RECORDS SHOWN>
PR #17480, opened 2019-11-28
Use fewer global variables in Hooks

sebmarkbage:
Module level variables is an exception that we should use sparingly. It will make using multiple threads in a threaded implementation infeasible, harder to port to stricter languages, it's harder to reason about the performance and it is kind of hard to reason about whether these are allowed to diverge from the main state.

### DIFF
--- a/packages/react-reconciler/src/ReactFiberHooks.js
+++ b/packages/react-reconciler/src/ReactFiberHooks.js
@@ -187,8 +187,6 @@ let firstWorkInProgressHook: Hook | null = null;
 let workInProgressHook: Hook | null = null;
 let nextWorkInProgressHook: Hook | null = null;
 
-let remainingExpirationTime: ExpirationTime = NoWork;
-
 // Updates scheduled during render will trigger an immediate re-render at the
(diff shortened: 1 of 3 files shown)


packages/react-reconciler/src/ReactFiberHooks.js
```diff
@@ -433,16 +420,25 @@ export function renderWithHooks(
...
   let children = Component(props, refOrContext);
 
   if (didScheduleRenderPhaseUpdate) {
+    // Counter to prevent infinite loops.
+    let numberOfReRenders: number = 0;
     do {
       didScheduleRenderPhaseUpdate = false;
+
+      invariant(
+        numberOfReRenders < RE_RENDER_LIMIT,
```
acdlite: The stack on this error is less useful now

sebmarkbage: In the commit I mentioned that we could add a DEV warning to help this. However, I think I could do a follow up of this that uses the dispatcher to error instead in this: https://github.com/facebook/react/pull/17484

PR #17483, opened 2019-11-28
Hooks Refactor Update Queue by Cloning Rebased Updates

sebmarkbage:
Builds on top of #17480.

Alternative to #17430.

This model splits the update queue into two (cyclic) linked lists. There is one each for current/workInProgress pair for rebase purposes. There is also one shared one.

When we process a queue we merge the shared onto the "current" one, and clone it onto the work in progress.

The cloned one doesn't include the beginning of the queue that is fully processed.

The cloned nodes that were processed get Sync priority so that they don't get dropped during future renders.

### DIFF
--- a/packages/react-reconciler/src/ReactFiberHooks.js
+++ b/packages/react-reconciler/src/ReactFiberHooks.js
@@ -20,7 +20,7 @@ import type {ReactPriorityLevel} from './SchedulerWithReactIntegration';
 
 import ReactSharedInternals from 'shared/ReactSharedInternals';
 
-import {NoWork} from './ReactFiberExpirationTime';
+import {NoWork, Sync} from './ReactFiberExpirationTime';
 import {readContext} from './ReactFiberNewContext';
 import {createResponderListener} from './ReactFiberEvents';
 import {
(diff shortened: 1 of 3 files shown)


packages/react-reconciler/src/ReactFiberHooks.js
```diff
@@ -689,94 +676,117 @@ function updateReducer<S, I, A>(
...
+      let baseFirst = baseQueue.next;
+      let pendingFirst = pendingQueue.next;
+      baseQueue.next = pendingFirst;
+      pendingQueue.next = baseFirst;
     }
-    first = baseUpdate.next;
-  } else {
-    first = last !== null ? last.next : null;
+    current.baseQueue = baseQueue = pendingQueue;
+    queue.pending = null;
```
acdlite: I love this trick

sebmarkbage:
We might want to add an optimization to avoid cloning the queue when something else renders at higher pri. In that case it’s unnecessary to clone it.

packages/react-reconciler/src/ReactFiberHooks.js
sebmarkbage: I believe we could use this same trick for expirationTimes. By storing it temporarily on a shared stateful object and then transferring it to “current”. That way we don’t need the alternate model when we backtrack and can just backtrack along on a shared object path.

acdlite: Yeah I used a similar trick for the eager bailout optimization. Where I reset current.expirationTime to NoWork after a bailout. Also in my useTransition PR to clear a pending transition. Such a nice strategy.

acdlite:
I squashed this with the class refactor and landed as https://github.com/facebook/react/commit/b617db3d966f678eb0b4aac6d96f7967b37a9e91 so it can be atomically reverted.

PR #17484, opened 2019-11-28
Remove renderPhaseUpdates Map

sebmarkbage:
Builds on top of #17483

Now that we have a separate queue for recently added updates, we can use this queue to pick up the render phase updates. As long as we clear them before committing.

TODO: I believe this might have a bug if you suspend during the second update but before we get to process this particular Hook. Since the update would remain in the queue in this case.

### DIFF
--- a/packages/react-reconciler/src/ReactFiberHooks.js
+++ b/packages/react-reconciler/src/ReactFiberHooks.js
@@ -504,14 +504,31 @@ export function bailoutHooks(
   }
 }
 
-export function resetHooks(): void {
+export function resetHooksAfterThrow(): void {
   // We can assume the previous dispatcher is always this one, since we set it
   // at the beginning of the render phase and there's no re-entrancy.
   ReactCurrentDispatcher.current = ContextOnlyDispatcher;
 
-  // This is used to reset the state of this module when a component throws.
-  // It's also called inside mountIndeterminateComponent if we determine the
-  // component is a module-style component.
+  if (didScheduleRenderPhaseUpdate) {
+    const current = (currentlyRenderingFiber: any).alternate;
+    if (current !== null) {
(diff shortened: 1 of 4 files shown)


sebmarkbage:
I should also make the infinite loop error use a dispatcher: https://github.com/facebook/react/pull/17480#discussion_r353366838

acdlite:
> TODO: I believe this might have a bug if you suspend during the second update but before we get to process this particular Hook. Since the update would remain in the queue in this case.

Inside `resetHooks`, which is called when something throws, scan through the partial list of work-in-progress hooks and clear the pending updates (`queue.pending = null`). We only need to do this if a re-render was scheduled.

acdlite:
Fixed the todo and merged after discussing out of band.

packages/react-reconciler/src/ReactFiberHooks.js
```diff
@@ -508,14 +504,31 @@ export function bailoutHooks(
...
+export function resetHooksAfterThrow(): void {
   // We can assume the previous dispatcher is always this one, since we set it
   // at the beginning of the render phase and there's no re-entrancy.
   ReactCurrentDispatcher.current = ContextOnlyDispatcher;
 
-  // This is used to reset the state of this module when a component throws.
-  // It's also called inside mountIndeterminateComponent if we determine the
-  // component is a module-style component.
+  if (didScheduleRenderPhaseUpdate) {
+    const current = (currentlyRenderingFiber: any).alternate;
```
sebmarkbage: @acdlite What if this is render phase updates during initial mount?

acdlite: It doesn't matter then because either the whole fiber will get thrown out. Except in legacy mode goddamn it. I'll add a test in the other PR.

PR #2932, opened 2025-05-30
Implement QWERTY (Ç) layout

### LINKED ISSUE #1939: Add QWERTY(Ç) layout
this layout is very similar to QWERTY, for as presented, it has the character "Ç" located next to the letter "L" in the second row of letters, this design is applicable in PT-BR, I would like to implement it, thanks in advance!

klaurence:
Closes #1939


satreks:
Friend, thank you very much for taking the initiative to implement the code...
I'm not a programmer, so please don't take me too seriously regarding technical aspects of the code — I'm just a user and a bit curious.

That said, here’s my point of view...

I noticed that you removed the Catalan layout and created a new one called QWERTY (Ç).
However, I don't think this is ideal for both the Catalan and Brazilian user communities, because the pt-BR layout without the "Ç" next to the "L" will still exist, and the Catalan layout will be removed.

So what will probably happen is that the Catalan user won't find their layout, and the
Brazilian user will still have the layout without the "Ç" next to the "L".

I know that if both users scroll down a bit, they will find the new QWERTY (Ç) layout,

but since the app is categorizing the layouts by language/region (which is at least implied by the way the layout names are organized),
I think the most appropriate approach in this case would be to keep the Catalan layout in the list and just add the "Ç" next to the "L" in the existing pt-BR layout.

What do you think?

klaurence:
I can't test if the migration mechanism works because I only have access to debug builds, which have different signatures and can't be updated/migrated.

klaurence:
Undrafting this PR. It's theoretically done and implemented, but it just needs confirmation that the migration mechanism works.

klaurence:
I realized that I did have a way of testing it, and the migration doesn't work. Drafting.

satreks:
And now? How do we make the blessed "Ç" appear next to the "L"?

PR #2947, opened 2025-06-09
Add subscripts and missing fractions in number row popups

### LINKED ISSUE #2805: Support inputting subscript numbers
### Feature idea

Inputting subscript numbers should be supported.

Superscript numbers are already supported.

Maybe expand support for subscript and superscript symbols too.

eqilnou:
Added subscripts to the popups in the number row. Closes #2805.
Also added the two missing fractions `⅟` and `↉`.

In the Western Arabic and Thai layouts, the subscript is always directly to the left of the main popup, except for the key `1` since there is no space to the left: in this case the subscript is directly up. (Also, is it intended behaviour that Thai does not have the Western Arabic symbols `1`, `2`, ... in the popup? All other layouts have them as main popup symbol.)
The layouts CJK and neo2 are unchanged, since they did not have superscripts nor fractions (except superscript `1`,`2`, `3` in neo2). Let me know if you want me to change this.
In all other layouts, which have the Western Arabic digit as main popup, the subscript is always to the left and the superscript always to the right of the main popup, except `1`, which has the subscript directly up, and `0`, which has the superscript directly up.

Also let me know if the ordering of the various symbols in the popups is good.

### DIFF
--- a/app/src/main/assets/ime/keyboard/org.florisboard.layouts/layouts/numericRow/bengali.json
+++ b/app/src/main/assets/ime/keyboard/org.florisboard.layouts/layouts/numericRow/bengali.json
@@ -3,46 +3,52 @@
     { "code": 2535, "label": "১", "type": "numeric", "popup": {
       "main": { "code":   49, "label": "1" },
       "relevant": [
-        { "code": 8537, "label": "⅙" },
+        { "code": 8321, "label": "₁" },
         { "code": 8528, "label": "⅐" },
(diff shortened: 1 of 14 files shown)


eqilnou:
While working in the number row files I also noticed that in the CJK layout there is a typo in the popup for the digit 4 so I fixed it (apparently someone had already attempted this fix in #1403).
Do you prefer a separate pull request for this?

lm41 (approved):
Thank you for the changes. LGTM :+1:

EXERCISE GOAL>
I need each line of the entries that holds the string "separate" located and copied.

ANSWER>
Now that we have a separate queue for recently added updates, we can use this queue to pick up the render phase updates. As long as we clear them before committing.
Do you prefer a separate pull request for this?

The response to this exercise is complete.